AI workload naming following this format: \<Model Name>-\<Framework>-[Platform][-Additions] e.g. "3DUNet-OpenVINO-MLPerf". [Platform] will be ignored if Platform="Xeon".

  • Model Name: Specify AI deep learning Model Name
  • Framework: Specify Framework used: TensorFlow, PyTorch ,OpenVINO (Intel CPU only) or TensorRT(Nvidia GPU only).
  • Platform: Specify Platform based: `(empty for Intel Xeon CPU),EPYC(AMD EPYC CPU),ARMv8/ARMv9(AWS Graviton based CPU),Nvidia(Nvidia GPU) orInferentia` (AWS inference accerlator card)
  • Additions: Specify Additions information for workload

AI Test Case Naming

\<WL name>_inference_throughput_gated
\<WL name>_inference_throughput_pkm
\<WL name>_inference_latency
\<WL name>_inference_accuracy
\<WL name>_training_throuphput
\<WL name>_training_accuracy

Configuration:

AI workload can be run on BareMetal and Cloud VM both. AWS, GCP and Azure cloud have been suggested to use.

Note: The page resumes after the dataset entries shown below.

PR #525, opened 2023-12-08
Update Edge Config tracing

AndyBitz:
Updates the Edge Config tracing with feedback from https://github.com/vercel/storage/pull/512


dferber90 (approved):

packages/edge-config/src/utils/tracing.ts
```diff
@@ -1,79 +1,91 @@
...
+  type Tracer,
+  type Attributes,
+} from '@opentelemetry/api';
 import { name as pkgName, version } from '../../package.json';
 
-let tracerProvider: TracerProvider | undefined;
-
-export function setTracerProvider(nextTracerProvider: TracerProvider): void {
-  tracerProvider = nextTracerProvider;
+function getTracer(): Tracer | null {
```
dvoytenko: Nit: this API never returns `null`. But ok if you need it for some reason.

dvoytenko (approved):

packages/edge-config/src/utils/tracing.ts
AndyBitz: Good catch, forgot to remove it from the previous implementation

packages/edge-config/package.json
```diff
@@ -63,6 +62,9 @@
     "tsup": "8.0.1",
     "typescript": "5.3.3"
   },
+  "peerDependencies": {
+    "@opentelemetry/api": "~1.0"
```
dferber90, line 66: This should be a devDependency too, right?

packages/edge-config/src/index.ts
```diff
@@ -66,147 +64,169 @@ interface EdgeConfigClientOptions {
...
+          );
+          if (keys === undefined) {
+            const items = await loaders.getAll.load('#').then(clone);
 
-        assertIsKeys(keys);
-        const values = await loaders.get.loadMany(keys);
+            // prime get() and has() calls with the result of getAll()
+            Object.entries(items).forEach(([key, value]) => {
+              loaders.get.prime(key, value);
+              loaders.has.prime(key, true);
```
dferber90, line 188: In `get` we're priming with `value !== undefined` so I think we should prime the same way here

```suggestion
              loaders.has.prime(key, value !== undefined);
```

packages/edge-config/package.json
AndyBitz: @dferber90 no, we want this to be a peer dependency, because that should allow us to use whatever version of `@opentelemetry/api` the client uses. If we make it a dev dependency, then it might be a different version and might not be able to resolve the `getTracer` call.

packages/edge-config/src/index.ts
AndyBitz: Don't think I've changed that. Maybe better to address in the `batching-and-deduping` branch directly?

PR #540, opened 2023-12-18
lock object

dferber90:
adds lock-object proxy basics


dferber90:
Closing this as similar functionality will be part of our v1 and has found its way to main through other PRs

PR #551, opened 2023-12-27
FIX for bug 550: Kysely migrations fail because VercelPostgresDialect incorrectly reports that transactions are supported

### LINKED ISSUE #550: Kysely Migrations fail because VercelPostgresDialect fails to report that VercelPostgres does not support transactions
The Migrator class in Kysely will use transactions if the provided dialect says that the db supports them:
https://github.com/kysely-org/kysely/blob/680eb46d257f58d437ad8f6334255b48d1e9722d/src/migration/migrator.ts#L425

The VercelPostgresDialect class does provides the standard Kysely PostgresAdapter (it fails to override `PostgresDialect.createAdapter`) which reports that transactions _are_ supported:
https://github.com/kysely-org/kysely/blob/680eb46d257f58d437ad8f6334255b48d1e9722d/src/dialect/postgres/postgres-adapter.ts#L10

This causes the Kysely `Migrator` class to attempt to use transactions when running migrations against Vercel/Neon Postgres, which of course fails.

The solution is for the VercelPostgresDialect to report that transactions are _not_ supported by either:
- Subclassing `PostgresAdapter` to create an adapter where `get supportsTransactionalDdl` returns false and returning it
- Returning a proxy to the regular `PostgresAdapter` that intercepts the `get` and returns false

jwishnie:
Fixes #550 

This patch:
- creates a subclass of `PostgresAdapter` to correctly report that Vercel Postgres does NOT support transactions 
- Updates `VercelPostgesDialect` to returns this new `VercelPostgresAdapter`

As a result, the Kysely `Migrator` class will _not_ use transactions during migrations, and so Kysely migrations work correctly against Vercel Postgres


correttojs:
thanks for the great contribution! Taking over the PR so I'll ensure the tests are passing

jwishnie:
Thank you for the responsiveness! As much as I enjoy `pnmp patch` I'm excited to get rid of my monkey-patched version of the lib!

PR #559, opened 2024-01-11
feat(blob): allow folder creation

luismeyer:


packages/blob/src/put.ts
```diff
@@ -42,23 +42,25 @@ export function createPutMethod<
...
+          | ReadableStream
+          | File,
     options?: T,
   ): Promise<PutBlobResult> {
     if (!pathname) {
       throw new BlobError('pathname is required');
     }
 
-    if (!body) {
+    if (!body && !pathname.endsWith('/')) {
```
vvo: Let's add a comment that says this is the code that makes creating folders work.

vvo: Should we also make it so that if you pass a pathname that ends with '/' and you also pass a body, then we warn about usage?

packages/blob/src/put.ts
```diff
@@ -42,23 +42,25 @@ export function createPutMethod<
...
-      | string
-      | Readable
-      | Blob
-      | ArrayBuffer
-      | FormData
-      | ReadableStream
-      | File,
+  return async function put<TPath extends string>(
+    pathname: TPath,
+    body: TPath extends `${infer _rest}/`
```
vvo: Is this compatible with TS 4 too? Just wondering I never saw it yet. Can you show a screenshot/video of the DX in VSCode?

packages/blob/src/put.ts
luismeyer: we could even error early in here because the API returns an error as well, for all the JS people

packages/blob/src/put.ts
luismeyer: https://github.com/vercel/storage/assets/41523937/0062f813-6110-4154-b67d-185f29b3cb63

luismeyer: i think the `infer` keyword was already part of TS 4 so it should be compatible

luismeyer: also i think this can be done without infer... stay tuned 😅

luismeyer: ok, here is my second shot at this. It's less verbose for the user since no explicit `undefined` is needed but it might be too much magic. 
Also the error is not really helpful when you switch from file to folder and ts thinks the options object is the body

https://github.com/vercel/storage/assets/41523937/22a35098-5c8f-45bc-8134-86a33be80546

vvo: Pretty cool, thank you!

packages/blob/src/put.ts
```diff
@@ -42,26 +42,42 @@ export function createPutMethod<
...
+          | ReadableStream
+          | File,
+    optionsInput?: T,
   ): Promise<PutBlobResult> {
     if (!pathname) {
       throw new BlobError('pathname is required');
     }
 
-    if (!body) {
+    const isEmptyFolder = pathname.endsWith('/');
```
vvo: Should we rather say `const isFolderCreation = pathname.endsWith('/');`?

packages/blob/src/put.ts
```diff
@@ -105,7 +121,7 @@ export function createPutMethod<
 
     const blobApiResponse = await fetch(getApiUrl(`/${pathname}`), {
       method: 'PUT',
-      body: body as BodyInit,
+      body,
```
vvo, line 124: nice!

packages/blob/src/put.ts
vvo: Yes we could do so indeed

vvo (approved):

packages/blob/src/put.ts
luismeyer: done

packages/blob/src/put.ts
vvo: for some reason I had to re-add it myself in the multipart PR, not sure why @luismeyer

PR #563, opened 2024-01-15
feat(blob): allow inline content disposition for certain blobs

### LINKED ISSUE #509: Blob PDF Support
Hi - I'm evaluating Vercel Blob for usage in a project, so I've been uploading and testing with different file types. Images uploaded to Blob render when using img or the NextJS Image component. Video files successfully play in a video tag. However when I upload a PDF to blob, and use iframe, embed or object HTML tags to render, the PDF is downloaded to my computer instead of being viewable inline on my HTML document. Is there a supported way to display PDFs from blob on a HTML page?

luismeyer:
API PR: https://github.com/vercel/edge-functions/pull/1196

fixes https://github.com/vercel/storage/issues/509

### DIFF
--- a/.changeset/cold-hotels-cross.md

Suggested cloud instance type:

Intel ICX:

  • AWS cloud: m6i
  • GCP cloud: n2-highmem-96
  • Azure cloud: Dv5-series

AMD Milan:

  • AWS cloud: m6a
  • GCP cloud:
  • Azure cloud: Dasv5 and Dadsv5-series

AMD Roma:

  • AWS cloud: m5a
  • GCP cloud:
  • Azure cloud: Dav4 and Dasv4-series

AWS Graviton2:

  • AWS cloud: m6g

AWS Graviton3:

  • AWS cloud: c7g

AWS Inferentia:

  • AWS cloud: inf

Nivida GPU:

  • AWS cloud: g4dn (T4)

Best Configuration:

Restriction

  • N/A

Node Labels

Setup the following node labels for AI workloads:

  • HAS-SETUP-BKC-AI=yes: Optional.

KPI output

KPI output example:

#================================================
#Workload Configuration
#================================================
##FRAMEWORK: PyTorch 1.13.0a0+gitd7607bd
##MODEL_NAME: DLRM
##MODEL_SIZE: 89137319
##MODEL_SOURCE: Facebook
##DATASET: Criteo 1TB Click Logs (terabyte)
##FUNCTION: inference
##MODE: throughput
##PRECISION: avx_fp32
##DATA_TYPE: real
##BATCH_SIZE: 1
##STEPS: 1
##INSTANCE_NUMBER: 2
##CORES_PER_INSTANCE: 56
#================================================
#Application Configuration
#================================================
##SCENARIO: offline
##SERVING_STACK: -
##MODEL_WORKERS: -
##REQUEST_PER_WORK: -
#================================================
#Metrics
#================================================
Average Throughput (samples/sec): 27168.18
Max Latency (ms): -1
Min Latency (ms): -1
Mean Latency (ms): 4.33
P50 Latency (ms): -1
P90 Latency (ms): -1
P95 Latency (ms): -1
P99 Latency (ms): -1
P999 Latency (ms): -1
TTT: -1
Samples: -1
Compute Utilization: -1
Memory Utilization: 89.79 GB
FLOPs: -1
Model Quality Metric Name: -1
Model Quality Value: -1
Cost Per Million Inferences: -1
#================================================
#Key KPI
#================================================
*Throughput (samples/sec): 27168.18

NOTE: Make sure gprofiler telemetry data is accurate. You need to use the _pkm case or set a larger STEPS.